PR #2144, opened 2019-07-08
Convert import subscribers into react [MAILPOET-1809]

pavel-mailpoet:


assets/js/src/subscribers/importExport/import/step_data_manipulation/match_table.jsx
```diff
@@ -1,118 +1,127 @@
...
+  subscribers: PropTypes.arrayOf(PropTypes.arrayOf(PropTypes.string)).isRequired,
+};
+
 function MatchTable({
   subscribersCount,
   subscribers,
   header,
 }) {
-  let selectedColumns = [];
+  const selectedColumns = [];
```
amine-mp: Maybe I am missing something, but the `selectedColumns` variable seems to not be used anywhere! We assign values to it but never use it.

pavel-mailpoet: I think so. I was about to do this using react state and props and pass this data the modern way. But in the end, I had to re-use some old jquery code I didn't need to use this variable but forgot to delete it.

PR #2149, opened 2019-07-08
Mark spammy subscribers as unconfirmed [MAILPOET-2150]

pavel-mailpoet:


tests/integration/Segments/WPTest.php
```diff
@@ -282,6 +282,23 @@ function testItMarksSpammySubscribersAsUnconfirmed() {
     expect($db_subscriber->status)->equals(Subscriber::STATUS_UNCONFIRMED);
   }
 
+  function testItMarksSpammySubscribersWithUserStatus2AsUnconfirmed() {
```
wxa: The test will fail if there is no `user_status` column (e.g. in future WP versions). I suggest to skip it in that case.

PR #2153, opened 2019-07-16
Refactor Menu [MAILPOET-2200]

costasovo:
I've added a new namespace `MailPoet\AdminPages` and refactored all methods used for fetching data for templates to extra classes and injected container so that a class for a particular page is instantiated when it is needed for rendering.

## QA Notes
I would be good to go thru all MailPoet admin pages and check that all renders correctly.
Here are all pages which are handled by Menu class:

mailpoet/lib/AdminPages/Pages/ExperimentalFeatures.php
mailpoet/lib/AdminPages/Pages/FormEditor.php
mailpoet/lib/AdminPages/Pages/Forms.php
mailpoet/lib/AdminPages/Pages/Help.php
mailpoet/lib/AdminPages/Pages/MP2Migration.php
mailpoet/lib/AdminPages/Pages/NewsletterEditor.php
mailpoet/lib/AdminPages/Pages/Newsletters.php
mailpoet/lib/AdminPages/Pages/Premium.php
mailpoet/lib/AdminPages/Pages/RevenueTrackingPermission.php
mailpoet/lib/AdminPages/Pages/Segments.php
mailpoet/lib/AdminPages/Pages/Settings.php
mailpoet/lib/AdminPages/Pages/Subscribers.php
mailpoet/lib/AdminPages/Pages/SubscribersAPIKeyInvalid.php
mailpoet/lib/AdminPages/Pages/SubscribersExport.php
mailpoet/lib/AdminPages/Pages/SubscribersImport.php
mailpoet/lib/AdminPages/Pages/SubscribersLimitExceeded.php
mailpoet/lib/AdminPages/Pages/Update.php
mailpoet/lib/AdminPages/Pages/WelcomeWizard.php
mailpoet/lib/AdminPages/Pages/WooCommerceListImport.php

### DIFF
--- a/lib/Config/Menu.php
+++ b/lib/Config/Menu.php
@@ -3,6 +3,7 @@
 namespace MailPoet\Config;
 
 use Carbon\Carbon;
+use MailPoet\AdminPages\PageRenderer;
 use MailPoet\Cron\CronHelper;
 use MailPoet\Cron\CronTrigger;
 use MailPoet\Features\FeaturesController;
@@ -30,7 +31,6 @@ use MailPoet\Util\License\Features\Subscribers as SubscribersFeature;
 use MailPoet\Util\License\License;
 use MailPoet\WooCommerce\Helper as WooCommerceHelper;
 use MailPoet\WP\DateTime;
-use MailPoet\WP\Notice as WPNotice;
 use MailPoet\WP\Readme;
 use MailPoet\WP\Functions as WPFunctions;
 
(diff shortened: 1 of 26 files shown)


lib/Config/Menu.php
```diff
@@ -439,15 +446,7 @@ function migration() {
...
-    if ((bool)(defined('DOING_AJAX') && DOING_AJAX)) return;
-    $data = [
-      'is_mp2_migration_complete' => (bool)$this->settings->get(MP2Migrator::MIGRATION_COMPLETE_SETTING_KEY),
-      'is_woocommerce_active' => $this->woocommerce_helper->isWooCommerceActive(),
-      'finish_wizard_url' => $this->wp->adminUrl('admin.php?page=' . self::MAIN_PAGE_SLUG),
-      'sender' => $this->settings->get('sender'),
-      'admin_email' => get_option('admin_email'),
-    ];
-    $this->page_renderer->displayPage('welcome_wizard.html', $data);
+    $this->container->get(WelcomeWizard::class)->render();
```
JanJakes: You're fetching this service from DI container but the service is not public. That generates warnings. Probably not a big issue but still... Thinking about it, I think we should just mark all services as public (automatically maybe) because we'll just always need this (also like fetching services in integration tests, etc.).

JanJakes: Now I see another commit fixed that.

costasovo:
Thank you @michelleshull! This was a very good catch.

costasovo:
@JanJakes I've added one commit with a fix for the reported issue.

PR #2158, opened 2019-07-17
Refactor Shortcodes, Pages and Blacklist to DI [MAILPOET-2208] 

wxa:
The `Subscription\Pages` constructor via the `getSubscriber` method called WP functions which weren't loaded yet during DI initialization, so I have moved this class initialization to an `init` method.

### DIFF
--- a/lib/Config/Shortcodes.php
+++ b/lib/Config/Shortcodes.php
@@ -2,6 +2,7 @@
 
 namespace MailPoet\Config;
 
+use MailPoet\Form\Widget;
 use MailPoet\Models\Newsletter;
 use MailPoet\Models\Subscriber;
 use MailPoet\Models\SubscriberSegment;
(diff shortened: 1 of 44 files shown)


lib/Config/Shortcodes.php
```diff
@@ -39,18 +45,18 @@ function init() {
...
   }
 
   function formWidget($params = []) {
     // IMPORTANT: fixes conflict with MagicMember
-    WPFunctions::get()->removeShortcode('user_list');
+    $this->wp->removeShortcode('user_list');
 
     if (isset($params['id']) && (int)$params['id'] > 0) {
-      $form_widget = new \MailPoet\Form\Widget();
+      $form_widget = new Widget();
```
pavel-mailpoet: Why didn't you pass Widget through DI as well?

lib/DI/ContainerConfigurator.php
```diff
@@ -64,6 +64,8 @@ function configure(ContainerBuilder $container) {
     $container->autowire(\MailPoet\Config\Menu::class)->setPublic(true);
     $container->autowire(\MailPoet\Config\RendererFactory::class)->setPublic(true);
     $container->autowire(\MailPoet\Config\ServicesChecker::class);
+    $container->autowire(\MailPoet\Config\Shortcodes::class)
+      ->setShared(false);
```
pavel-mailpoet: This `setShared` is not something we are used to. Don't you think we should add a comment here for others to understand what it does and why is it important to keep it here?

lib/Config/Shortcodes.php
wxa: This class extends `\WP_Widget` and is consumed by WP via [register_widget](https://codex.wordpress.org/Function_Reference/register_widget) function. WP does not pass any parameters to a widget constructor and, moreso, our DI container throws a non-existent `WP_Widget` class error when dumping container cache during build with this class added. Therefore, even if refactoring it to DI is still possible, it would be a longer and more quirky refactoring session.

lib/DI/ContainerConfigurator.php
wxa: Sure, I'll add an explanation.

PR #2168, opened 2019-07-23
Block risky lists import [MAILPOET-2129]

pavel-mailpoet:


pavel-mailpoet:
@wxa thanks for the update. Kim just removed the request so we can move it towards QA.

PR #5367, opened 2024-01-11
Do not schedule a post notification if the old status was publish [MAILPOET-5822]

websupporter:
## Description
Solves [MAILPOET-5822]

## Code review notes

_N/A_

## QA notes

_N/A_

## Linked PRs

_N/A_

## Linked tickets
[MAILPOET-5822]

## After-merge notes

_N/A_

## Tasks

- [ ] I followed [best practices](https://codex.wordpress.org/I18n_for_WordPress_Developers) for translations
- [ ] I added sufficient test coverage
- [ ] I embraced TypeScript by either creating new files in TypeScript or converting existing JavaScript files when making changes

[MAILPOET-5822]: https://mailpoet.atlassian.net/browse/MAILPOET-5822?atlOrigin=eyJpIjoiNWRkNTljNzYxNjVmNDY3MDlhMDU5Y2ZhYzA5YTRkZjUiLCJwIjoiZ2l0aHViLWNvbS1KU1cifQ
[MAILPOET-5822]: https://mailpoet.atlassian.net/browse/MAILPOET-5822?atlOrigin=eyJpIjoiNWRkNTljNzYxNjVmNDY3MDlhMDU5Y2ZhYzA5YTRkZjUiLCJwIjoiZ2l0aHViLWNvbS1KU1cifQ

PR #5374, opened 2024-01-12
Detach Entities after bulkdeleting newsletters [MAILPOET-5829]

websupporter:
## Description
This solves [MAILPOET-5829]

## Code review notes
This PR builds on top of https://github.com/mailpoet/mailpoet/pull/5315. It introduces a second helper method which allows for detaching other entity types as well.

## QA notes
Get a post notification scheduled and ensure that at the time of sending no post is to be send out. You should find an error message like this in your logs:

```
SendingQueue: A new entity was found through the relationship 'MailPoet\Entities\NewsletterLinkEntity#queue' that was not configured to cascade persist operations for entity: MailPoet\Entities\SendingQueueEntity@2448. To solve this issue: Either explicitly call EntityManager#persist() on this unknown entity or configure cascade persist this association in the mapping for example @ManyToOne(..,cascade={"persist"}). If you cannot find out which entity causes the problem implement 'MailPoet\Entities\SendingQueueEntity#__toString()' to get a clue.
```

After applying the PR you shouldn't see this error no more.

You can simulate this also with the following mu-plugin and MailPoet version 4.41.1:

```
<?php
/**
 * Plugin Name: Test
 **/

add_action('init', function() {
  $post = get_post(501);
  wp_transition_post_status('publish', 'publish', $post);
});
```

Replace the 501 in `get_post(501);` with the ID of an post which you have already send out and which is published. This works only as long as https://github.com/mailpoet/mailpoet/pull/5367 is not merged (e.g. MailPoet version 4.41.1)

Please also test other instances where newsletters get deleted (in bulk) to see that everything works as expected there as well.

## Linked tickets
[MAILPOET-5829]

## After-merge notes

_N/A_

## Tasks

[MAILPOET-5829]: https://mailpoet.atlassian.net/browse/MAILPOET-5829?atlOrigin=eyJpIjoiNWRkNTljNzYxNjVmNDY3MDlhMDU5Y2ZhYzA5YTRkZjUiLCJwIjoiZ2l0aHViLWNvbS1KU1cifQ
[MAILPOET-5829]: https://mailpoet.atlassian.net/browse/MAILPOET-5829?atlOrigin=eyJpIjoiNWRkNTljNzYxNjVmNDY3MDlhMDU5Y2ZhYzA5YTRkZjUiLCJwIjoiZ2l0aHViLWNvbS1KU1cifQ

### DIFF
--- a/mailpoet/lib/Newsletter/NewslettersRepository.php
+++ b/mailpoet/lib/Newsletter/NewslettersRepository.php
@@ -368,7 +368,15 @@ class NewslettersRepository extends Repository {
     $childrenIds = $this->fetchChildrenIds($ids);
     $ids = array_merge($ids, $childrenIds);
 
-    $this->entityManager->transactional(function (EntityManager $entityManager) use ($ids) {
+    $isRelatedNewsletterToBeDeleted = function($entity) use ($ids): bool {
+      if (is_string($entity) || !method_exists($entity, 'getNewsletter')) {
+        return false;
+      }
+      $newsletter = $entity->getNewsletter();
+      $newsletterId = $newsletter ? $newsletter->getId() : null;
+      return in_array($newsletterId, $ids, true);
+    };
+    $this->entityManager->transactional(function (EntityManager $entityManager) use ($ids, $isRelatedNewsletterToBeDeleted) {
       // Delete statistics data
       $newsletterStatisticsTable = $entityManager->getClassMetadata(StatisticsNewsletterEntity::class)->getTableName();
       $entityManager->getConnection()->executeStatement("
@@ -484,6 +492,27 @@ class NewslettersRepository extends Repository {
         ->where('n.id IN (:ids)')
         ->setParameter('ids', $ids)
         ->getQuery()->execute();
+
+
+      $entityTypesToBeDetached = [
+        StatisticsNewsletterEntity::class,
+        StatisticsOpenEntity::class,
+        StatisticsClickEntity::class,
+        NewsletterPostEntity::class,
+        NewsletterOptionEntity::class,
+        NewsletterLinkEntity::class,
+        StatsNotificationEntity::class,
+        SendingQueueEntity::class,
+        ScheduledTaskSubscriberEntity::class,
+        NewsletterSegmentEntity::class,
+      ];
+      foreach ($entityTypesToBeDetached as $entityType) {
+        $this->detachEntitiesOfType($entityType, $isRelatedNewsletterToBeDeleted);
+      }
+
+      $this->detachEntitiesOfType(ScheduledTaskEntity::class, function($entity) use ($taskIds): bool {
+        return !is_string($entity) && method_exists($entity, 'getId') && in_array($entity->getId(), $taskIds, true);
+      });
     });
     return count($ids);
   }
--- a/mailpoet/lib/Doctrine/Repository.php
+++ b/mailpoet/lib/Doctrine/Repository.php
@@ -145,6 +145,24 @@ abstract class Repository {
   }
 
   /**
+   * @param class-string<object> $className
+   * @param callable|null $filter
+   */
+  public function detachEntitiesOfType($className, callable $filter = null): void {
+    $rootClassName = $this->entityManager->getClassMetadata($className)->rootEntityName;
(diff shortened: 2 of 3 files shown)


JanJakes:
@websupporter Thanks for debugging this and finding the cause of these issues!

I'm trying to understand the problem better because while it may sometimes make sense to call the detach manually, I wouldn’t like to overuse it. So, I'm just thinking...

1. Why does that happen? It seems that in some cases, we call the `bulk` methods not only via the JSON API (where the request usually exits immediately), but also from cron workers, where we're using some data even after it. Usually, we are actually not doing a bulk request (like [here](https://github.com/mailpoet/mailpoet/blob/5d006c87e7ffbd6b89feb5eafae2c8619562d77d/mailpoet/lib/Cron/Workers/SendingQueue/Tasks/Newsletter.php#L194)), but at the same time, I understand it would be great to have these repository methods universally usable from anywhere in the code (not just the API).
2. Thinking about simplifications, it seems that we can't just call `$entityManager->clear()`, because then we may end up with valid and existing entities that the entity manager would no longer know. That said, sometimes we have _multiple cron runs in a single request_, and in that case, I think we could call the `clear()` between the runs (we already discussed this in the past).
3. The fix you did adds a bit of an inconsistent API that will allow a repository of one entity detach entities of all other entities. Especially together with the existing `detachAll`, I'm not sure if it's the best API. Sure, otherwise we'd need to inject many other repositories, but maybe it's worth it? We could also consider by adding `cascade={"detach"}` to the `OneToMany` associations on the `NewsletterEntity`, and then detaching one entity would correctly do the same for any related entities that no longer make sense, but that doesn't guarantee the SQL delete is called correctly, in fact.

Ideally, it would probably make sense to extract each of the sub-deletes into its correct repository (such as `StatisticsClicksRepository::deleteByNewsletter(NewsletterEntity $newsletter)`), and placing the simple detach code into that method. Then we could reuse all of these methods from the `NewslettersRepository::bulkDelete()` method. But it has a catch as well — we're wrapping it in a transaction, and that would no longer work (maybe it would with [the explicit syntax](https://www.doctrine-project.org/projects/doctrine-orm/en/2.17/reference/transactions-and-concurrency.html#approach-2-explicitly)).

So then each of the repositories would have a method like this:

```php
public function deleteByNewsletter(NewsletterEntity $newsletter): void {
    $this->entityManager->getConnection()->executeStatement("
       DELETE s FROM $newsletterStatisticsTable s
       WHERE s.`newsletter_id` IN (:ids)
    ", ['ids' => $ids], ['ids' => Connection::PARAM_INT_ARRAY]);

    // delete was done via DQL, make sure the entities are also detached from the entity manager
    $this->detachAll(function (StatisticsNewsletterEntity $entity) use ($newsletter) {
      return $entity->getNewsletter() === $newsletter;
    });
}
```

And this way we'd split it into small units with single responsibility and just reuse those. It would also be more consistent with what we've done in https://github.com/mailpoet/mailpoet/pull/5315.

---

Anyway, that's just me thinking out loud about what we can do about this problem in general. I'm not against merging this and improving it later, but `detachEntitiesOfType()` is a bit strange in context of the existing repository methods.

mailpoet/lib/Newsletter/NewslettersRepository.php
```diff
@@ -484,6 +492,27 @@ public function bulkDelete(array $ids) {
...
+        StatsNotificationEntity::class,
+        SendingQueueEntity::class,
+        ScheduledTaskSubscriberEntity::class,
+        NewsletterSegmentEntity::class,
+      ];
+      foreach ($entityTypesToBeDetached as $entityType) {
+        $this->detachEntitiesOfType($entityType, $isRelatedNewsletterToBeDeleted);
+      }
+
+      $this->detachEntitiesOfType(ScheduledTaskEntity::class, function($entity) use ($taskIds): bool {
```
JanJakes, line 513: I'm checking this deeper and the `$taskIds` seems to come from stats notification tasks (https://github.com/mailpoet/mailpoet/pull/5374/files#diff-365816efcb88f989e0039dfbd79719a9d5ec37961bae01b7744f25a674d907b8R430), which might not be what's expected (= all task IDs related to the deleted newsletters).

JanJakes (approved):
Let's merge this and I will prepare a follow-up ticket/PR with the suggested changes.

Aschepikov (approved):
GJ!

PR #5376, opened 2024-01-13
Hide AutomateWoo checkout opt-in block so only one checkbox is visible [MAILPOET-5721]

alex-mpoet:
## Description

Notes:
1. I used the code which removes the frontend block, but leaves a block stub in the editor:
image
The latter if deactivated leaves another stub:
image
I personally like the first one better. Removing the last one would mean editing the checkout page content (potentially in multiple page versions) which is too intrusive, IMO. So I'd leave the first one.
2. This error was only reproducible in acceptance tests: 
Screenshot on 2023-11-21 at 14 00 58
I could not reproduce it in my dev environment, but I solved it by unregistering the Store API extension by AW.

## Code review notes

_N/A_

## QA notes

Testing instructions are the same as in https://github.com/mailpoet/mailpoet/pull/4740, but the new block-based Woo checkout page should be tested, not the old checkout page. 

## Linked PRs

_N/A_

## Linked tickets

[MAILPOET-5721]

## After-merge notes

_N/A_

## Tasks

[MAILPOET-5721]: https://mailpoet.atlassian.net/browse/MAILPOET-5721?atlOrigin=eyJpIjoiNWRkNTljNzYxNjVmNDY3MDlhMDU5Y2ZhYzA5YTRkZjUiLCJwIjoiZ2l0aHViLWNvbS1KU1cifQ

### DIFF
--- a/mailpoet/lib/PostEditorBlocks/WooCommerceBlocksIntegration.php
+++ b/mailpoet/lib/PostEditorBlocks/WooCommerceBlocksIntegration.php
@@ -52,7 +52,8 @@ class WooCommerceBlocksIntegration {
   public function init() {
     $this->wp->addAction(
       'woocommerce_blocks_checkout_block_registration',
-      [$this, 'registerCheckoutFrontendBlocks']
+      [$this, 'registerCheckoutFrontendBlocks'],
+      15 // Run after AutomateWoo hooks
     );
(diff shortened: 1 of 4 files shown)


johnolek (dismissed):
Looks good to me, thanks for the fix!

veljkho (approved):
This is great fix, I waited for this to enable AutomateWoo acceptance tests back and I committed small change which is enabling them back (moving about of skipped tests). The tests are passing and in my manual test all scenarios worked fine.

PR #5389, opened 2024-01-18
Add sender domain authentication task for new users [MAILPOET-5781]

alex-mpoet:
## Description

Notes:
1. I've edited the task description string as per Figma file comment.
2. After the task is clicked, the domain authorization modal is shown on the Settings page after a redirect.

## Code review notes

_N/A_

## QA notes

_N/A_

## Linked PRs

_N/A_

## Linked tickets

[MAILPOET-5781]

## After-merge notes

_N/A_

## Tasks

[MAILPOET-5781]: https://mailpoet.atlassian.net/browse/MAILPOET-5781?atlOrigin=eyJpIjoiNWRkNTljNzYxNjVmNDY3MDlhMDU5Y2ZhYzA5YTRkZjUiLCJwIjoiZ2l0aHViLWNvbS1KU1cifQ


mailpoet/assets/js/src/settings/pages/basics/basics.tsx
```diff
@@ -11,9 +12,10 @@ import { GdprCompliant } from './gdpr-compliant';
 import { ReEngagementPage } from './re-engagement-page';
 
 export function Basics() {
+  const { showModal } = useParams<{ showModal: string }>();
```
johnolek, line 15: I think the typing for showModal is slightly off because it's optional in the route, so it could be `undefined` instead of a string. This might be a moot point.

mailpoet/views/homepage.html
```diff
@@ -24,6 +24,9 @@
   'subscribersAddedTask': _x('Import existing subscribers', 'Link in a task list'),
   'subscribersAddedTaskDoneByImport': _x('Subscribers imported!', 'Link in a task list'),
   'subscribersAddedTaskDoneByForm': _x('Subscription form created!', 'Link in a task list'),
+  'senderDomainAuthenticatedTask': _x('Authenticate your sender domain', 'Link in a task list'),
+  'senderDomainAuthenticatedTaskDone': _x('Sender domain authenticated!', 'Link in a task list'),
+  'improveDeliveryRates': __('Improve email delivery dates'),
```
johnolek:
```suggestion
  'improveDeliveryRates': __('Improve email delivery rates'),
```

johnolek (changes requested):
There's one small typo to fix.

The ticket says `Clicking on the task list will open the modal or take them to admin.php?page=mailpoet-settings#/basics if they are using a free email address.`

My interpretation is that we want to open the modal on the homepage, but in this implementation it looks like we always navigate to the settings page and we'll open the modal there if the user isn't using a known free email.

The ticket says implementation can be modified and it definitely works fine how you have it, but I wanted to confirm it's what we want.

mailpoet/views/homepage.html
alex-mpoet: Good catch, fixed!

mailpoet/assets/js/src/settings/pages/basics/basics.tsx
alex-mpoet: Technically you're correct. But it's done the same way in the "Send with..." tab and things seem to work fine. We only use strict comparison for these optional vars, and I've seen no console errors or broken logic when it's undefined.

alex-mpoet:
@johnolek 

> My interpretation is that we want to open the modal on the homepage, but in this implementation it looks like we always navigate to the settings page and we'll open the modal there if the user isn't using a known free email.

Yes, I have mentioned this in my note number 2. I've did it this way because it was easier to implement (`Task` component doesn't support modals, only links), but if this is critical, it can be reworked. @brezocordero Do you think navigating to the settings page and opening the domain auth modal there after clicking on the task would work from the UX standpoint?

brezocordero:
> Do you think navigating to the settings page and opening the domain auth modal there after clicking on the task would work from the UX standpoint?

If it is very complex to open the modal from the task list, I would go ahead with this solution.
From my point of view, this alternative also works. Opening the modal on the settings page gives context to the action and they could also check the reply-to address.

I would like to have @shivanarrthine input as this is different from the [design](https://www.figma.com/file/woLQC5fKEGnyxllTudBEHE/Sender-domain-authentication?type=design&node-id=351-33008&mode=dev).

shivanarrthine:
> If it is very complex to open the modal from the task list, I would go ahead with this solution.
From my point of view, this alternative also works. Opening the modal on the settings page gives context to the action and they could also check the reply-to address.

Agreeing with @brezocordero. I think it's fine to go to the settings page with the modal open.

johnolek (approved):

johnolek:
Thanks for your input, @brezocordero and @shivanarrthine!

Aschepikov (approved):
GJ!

_ _ _

TASK PROMPT: Among the records above, a stretch begins at the line containing "PR #5367, opened 2024-01-11" and ends at the line containing "- [ ] I added sufficient test coverage". Restate that stretch word for word, and nothing else.

ANSWER SPACE:
PR #5367, opened 2024-01-11
Do not schedule a post notification if the old status was publish [MAILPOET-5822]

websupporter:
## Description
Solves [MAILPOET-5822]

## Code review notes

_N/A_

## QA notes

_N/A_

## Linked PRs

_N/A_

## Linked tickets
[MAILPOET-5822]

## After-merge notes

_N/A_

## Tasks

- [ ] I followed [best practices](https://codex.wordpress.org/I18n_for_WordPress_Developers) for translations
- [ ] I added sufficient test coverage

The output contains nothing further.